TASK PROMPT. In the data below, find the line containing "PR #72, opened 2018-10-19", then set down that line and every later line up to and including the line containing "- update the readme", exactly.

----

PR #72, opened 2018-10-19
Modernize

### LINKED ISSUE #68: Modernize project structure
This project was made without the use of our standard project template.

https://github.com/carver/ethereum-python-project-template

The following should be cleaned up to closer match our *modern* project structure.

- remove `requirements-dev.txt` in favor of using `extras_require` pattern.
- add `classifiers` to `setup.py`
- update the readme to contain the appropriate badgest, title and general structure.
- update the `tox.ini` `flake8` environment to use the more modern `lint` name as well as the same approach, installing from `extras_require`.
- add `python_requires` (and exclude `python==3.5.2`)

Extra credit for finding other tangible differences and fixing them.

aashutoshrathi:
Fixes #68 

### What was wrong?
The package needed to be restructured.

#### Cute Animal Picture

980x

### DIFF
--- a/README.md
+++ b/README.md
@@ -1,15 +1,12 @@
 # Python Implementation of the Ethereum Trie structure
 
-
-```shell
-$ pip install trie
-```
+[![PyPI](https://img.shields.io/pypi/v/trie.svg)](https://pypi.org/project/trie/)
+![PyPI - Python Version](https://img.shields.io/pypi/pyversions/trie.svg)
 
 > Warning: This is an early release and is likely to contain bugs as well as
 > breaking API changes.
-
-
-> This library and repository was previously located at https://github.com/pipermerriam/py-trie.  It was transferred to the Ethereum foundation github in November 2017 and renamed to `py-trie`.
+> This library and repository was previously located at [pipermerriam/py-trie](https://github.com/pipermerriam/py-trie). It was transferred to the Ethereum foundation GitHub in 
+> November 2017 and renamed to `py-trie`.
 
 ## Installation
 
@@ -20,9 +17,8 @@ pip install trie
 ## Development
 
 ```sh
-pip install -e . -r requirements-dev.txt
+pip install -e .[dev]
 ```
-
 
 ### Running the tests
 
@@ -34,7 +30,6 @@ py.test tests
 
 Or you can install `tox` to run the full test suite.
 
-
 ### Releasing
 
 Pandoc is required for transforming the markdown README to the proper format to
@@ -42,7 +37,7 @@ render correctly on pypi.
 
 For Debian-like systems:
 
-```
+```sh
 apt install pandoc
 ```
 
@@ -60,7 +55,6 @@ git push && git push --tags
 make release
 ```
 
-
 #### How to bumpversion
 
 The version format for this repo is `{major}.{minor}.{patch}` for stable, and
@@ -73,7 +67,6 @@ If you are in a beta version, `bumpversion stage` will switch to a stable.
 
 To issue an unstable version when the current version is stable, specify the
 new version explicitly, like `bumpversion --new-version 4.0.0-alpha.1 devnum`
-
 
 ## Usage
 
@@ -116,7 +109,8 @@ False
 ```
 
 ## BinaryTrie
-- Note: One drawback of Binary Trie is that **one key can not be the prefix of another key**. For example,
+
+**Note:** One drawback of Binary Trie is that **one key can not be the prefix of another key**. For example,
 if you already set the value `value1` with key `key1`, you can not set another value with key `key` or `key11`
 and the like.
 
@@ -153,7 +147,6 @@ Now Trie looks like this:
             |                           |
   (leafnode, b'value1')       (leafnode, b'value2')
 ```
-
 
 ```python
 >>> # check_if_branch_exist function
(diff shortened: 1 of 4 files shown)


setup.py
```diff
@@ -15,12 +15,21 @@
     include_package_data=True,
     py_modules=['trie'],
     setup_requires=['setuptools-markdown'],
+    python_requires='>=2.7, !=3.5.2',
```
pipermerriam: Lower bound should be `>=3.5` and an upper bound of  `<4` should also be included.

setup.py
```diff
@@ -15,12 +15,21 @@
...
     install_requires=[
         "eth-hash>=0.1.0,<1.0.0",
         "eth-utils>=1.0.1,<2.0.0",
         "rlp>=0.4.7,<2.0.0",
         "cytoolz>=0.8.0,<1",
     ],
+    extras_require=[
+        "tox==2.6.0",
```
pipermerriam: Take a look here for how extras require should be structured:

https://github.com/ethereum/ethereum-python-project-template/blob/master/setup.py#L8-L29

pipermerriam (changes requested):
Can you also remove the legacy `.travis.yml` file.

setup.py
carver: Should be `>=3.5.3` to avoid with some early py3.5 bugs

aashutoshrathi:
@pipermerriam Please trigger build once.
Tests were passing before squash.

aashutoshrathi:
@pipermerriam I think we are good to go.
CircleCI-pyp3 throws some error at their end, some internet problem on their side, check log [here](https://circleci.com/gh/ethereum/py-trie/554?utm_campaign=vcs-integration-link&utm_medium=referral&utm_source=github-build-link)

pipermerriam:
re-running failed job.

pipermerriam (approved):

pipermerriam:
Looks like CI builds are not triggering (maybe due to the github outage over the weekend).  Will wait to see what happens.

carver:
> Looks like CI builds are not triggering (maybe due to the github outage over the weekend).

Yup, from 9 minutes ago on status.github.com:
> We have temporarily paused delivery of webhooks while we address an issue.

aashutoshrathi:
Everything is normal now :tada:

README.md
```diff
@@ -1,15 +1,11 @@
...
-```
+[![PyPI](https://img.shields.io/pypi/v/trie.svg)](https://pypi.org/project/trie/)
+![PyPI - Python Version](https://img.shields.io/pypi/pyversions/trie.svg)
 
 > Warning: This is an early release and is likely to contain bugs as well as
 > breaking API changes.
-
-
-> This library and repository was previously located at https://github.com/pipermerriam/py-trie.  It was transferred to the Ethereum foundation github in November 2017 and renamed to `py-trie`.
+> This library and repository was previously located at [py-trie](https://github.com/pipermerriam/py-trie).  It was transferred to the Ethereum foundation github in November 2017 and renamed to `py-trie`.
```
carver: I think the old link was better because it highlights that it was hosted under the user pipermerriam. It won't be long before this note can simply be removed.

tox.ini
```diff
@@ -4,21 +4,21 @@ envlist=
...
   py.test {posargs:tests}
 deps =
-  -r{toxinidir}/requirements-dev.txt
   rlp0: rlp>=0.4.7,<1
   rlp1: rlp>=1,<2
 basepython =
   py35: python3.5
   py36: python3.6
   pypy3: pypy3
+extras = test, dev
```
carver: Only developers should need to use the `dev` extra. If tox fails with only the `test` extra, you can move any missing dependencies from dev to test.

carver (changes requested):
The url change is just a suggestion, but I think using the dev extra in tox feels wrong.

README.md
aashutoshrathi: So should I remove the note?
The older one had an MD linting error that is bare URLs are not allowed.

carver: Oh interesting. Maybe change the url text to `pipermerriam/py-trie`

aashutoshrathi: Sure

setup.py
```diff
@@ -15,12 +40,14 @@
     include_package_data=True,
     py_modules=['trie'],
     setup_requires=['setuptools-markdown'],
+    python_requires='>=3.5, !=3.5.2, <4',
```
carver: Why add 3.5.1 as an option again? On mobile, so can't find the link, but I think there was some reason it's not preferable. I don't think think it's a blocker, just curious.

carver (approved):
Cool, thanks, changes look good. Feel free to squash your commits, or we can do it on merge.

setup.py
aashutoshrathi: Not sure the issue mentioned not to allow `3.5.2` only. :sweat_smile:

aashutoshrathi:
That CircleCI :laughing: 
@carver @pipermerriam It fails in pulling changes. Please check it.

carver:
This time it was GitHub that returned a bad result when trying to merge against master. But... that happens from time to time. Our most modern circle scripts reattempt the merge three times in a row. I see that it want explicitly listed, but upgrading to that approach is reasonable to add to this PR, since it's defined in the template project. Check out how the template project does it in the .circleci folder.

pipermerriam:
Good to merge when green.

----

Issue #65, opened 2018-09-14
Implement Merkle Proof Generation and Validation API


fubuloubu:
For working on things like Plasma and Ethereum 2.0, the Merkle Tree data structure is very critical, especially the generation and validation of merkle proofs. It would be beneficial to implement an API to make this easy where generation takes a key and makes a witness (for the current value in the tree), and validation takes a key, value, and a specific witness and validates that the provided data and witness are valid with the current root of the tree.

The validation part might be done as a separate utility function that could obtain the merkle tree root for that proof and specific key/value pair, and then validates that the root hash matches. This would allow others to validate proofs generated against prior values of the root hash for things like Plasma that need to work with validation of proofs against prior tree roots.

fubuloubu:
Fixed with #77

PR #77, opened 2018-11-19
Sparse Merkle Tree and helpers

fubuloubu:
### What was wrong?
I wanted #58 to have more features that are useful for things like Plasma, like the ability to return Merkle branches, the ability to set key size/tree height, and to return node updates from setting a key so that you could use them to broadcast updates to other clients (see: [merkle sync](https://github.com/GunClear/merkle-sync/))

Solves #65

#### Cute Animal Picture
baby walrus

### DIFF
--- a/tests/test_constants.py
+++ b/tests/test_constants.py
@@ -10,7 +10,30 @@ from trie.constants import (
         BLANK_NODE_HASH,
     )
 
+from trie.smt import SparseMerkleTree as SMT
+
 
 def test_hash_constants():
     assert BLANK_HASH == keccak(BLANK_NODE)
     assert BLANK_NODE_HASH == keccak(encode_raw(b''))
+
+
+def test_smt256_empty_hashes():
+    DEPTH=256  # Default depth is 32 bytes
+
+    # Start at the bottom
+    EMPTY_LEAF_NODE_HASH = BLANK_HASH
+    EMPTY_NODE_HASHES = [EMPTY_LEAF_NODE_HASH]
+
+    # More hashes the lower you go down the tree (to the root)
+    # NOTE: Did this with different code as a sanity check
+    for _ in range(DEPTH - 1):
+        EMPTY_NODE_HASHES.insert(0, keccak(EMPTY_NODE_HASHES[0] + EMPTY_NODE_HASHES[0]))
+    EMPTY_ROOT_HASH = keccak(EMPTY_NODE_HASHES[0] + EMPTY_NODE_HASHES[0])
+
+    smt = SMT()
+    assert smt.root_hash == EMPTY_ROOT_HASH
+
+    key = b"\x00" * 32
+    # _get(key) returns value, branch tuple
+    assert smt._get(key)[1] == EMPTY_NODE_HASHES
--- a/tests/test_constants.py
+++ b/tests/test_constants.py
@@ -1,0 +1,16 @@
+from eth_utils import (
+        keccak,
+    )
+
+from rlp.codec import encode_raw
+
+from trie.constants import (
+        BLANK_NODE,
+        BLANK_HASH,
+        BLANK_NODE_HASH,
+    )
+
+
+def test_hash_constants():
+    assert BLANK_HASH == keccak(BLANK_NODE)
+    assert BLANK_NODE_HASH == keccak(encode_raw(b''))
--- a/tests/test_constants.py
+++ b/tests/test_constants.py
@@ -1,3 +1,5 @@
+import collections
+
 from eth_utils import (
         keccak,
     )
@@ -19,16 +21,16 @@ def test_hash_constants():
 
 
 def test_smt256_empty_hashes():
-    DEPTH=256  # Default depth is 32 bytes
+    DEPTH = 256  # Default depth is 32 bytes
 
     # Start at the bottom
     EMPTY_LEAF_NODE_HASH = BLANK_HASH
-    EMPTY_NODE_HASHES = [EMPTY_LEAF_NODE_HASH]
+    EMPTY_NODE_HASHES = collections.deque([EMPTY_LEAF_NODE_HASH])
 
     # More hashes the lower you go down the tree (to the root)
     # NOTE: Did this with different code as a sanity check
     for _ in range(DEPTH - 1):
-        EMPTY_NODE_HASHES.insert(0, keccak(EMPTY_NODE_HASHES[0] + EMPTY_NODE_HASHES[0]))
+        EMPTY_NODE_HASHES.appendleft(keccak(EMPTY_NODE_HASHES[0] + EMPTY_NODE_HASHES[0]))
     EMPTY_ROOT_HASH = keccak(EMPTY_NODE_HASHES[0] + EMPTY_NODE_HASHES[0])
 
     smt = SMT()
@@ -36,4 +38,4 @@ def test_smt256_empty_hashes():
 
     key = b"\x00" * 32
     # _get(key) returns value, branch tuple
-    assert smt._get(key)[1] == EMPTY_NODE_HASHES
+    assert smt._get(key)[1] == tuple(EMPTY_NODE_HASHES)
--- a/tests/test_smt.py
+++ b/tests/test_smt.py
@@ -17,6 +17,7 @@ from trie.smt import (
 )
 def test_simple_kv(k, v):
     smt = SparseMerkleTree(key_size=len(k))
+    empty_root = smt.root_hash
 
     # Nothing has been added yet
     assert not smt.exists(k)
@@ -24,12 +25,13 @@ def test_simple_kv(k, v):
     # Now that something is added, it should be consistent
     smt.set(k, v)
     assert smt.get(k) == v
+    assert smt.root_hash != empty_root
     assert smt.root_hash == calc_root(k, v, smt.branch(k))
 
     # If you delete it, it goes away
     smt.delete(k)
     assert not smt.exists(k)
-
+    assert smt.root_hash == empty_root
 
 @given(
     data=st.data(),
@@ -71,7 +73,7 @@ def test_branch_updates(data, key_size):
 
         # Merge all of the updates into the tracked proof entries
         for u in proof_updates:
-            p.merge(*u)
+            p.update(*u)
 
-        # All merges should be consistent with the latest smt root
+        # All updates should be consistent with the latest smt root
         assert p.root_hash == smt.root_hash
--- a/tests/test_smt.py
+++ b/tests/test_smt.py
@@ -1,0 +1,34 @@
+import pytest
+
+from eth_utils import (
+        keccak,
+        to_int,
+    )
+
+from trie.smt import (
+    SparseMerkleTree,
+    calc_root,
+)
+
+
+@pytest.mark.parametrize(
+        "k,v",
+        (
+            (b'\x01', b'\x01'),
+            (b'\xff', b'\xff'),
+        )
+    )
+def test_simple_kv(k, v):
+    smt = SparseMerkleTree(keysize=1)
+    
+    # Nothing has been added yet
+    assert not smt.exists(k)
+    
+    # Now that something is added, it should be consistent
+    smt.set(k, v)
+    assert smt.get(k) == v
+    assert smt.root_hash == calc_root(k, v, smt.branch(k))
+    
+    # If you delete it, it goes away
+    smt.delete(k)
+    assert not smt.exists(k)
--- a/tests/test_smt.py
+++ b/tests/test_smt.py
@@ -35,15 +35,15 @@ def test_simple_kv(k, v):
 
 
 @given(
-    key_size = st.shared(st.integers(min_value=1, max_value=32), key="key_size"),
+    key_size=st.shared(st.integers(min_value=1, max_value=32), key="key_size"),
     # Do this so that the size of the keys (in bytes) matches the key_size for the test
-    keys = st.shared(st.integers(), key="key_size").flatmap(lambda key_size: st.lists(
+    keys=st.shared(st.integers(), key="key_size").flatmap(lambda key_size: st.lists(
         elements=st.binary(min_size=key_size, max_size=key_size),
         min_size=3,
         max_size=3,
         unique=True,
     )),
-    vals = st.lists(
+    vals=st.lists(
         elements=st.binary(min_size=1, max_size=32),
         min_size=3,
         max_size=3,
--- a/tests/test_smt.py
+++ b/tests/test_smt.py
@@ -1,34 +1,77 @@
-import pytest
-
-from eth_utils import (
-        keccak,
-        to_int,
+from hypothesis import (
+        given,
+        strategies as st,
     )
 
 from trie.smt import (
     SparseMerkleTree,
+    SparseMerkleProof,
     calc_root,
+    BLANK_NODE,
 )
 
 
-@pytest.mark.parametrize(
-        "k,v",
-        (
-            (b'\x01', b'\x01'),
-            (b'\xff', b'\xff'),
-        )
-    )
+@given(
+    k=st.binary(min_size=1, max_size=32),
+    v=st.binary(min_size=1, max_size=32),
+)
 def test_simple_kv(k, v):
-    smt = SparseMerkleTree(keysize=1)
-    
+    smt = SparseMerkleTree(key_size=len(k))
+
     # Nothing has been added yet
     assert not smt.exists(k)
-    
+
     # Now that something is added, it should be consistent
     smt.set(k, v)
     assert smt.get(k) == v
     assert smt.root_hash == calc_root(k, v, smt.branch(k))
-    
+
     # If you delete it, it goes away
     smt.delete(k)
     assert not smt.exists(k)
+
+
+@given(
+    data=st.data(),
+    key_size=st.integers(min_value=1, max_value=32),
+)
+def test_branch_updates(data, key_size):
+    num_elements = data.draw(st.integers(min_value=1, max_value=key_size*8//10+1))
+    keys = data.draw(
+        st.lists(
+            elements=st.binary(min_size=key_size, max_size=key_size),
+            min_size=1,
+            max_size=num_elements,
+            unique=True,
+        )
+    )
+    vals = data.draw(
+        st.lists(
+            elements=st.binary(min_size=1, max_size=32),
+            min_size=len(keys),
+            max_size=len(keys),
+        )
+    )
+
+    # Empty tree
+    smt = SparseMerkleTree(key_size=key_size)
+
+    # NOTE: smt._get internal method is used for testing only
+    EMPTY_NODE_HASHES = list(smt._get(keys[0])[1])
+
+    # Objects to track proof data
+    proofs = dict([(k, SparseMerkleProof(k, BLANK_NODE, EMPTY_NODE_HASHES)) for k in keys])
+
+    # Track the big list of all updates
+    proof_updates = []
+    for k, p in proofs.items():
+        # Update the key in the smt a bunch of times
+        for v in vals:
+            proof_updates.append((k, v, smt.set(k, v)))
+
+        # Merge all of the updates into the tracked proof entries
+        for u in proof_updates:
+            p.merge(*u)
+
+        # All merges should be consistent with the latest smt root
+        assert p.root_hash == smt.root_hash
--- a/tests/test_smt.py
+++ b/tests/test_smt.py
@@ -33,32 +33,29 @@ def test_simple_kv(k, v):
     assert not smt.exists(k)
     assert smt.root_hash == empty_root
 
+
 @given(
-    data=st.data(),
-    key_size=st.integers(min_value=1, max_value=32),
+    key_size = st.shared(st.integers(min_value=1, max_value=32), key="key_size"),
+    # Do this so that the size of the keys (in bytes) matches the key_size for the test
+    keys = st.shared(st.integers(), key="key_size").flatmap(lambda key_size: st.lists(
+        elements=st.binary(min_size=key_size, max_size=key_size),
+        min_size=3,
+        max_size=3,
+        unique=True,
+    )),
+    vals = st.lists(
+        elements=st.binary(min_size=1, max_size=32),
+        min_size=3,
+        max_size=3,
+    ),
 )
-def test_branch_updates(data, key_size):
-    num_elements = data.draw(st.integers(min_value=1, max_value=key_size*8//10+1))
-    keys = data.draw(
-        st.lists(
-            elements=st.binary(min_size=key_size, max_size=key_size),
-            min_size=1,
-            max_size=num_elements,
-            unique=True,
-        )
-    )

----

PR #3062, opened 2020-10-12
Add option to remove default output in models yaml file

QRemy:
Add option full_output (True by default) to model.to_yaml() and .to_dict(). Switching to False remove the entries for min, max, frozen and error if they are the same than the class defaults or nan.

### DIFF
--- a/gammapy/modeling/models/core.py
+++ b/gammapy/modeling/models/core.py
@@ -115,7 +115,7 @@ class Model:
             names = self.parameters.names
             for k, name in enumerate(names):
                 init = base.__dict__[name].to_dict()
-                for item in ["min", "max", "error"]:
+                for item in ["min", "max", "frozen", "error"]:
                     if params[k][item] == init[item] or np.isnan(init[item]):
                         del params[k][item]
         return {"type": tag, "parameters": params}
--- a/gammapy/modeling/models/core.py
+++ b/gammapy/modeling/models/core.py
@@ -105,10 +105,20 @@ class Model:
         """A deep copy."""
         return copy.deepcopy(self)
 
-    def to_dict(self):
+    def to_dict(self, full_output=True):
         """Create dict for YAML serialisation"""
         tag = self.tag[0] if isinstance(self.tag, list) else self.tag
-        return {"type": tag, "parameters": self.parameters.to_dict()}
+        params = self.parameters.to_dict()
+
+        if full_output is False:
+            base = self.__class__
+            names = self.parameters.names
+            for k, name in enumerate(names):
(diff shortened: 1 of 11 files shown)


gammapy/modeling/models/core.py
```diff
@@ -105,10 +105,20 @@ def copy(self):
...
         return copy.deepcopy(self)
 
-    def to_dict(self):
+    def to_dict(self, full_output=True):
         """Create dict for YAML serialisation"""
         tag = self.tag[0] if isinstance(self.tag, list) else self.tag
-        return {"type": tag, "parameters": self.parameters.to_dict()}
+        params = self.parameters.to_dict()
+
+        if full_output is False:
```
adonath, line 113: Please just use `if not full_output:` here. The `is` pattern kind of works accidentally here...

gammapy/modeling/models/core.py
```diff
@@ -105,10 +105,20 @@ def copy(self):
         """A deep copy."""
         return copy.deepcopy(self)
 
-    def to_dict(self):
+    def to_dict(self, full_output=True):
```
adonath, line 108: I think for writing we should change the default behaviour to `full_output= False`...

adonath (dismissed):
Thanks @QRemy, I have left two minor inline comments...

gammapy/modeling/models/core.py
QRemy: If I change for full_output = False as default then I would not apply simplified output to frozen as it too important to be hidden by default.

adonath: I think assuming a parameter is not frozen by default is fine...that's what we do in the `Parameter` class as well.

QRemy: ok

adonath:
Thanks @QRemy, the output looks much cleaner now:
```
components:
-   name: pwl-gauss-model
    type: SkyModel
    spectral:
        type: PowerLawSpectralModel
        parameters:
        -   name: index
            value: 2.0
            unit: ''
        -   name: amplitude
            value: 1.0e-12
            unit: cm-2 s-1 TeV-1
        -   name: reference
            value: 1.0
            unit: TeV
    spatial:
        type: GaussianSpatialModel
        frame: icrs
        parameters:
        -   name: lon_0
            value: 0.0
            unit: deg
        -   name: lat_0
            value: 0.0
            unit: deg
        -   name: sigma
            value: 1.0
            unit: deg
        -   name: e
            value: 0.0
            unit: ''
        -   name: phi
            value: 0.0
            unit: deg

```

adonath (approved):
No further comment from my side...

----

ANSWER TO THIS EXERCISE.
PR #72, opened 2018-10-19
Modernize

### LINKED ISSUE #68: Modernize project structure
This project was made without the use of our standard project template.

https://github.com/carver/ethereum-python-project-template

The following should be cleaned up to closer match our *modern* project structure.

- remove `requirements-dev.txt` in favor of using `extras_require` pattern.
- add `classifiers` to `setup.py`
- update the readme to contain the appropriate badgest, title and general structure.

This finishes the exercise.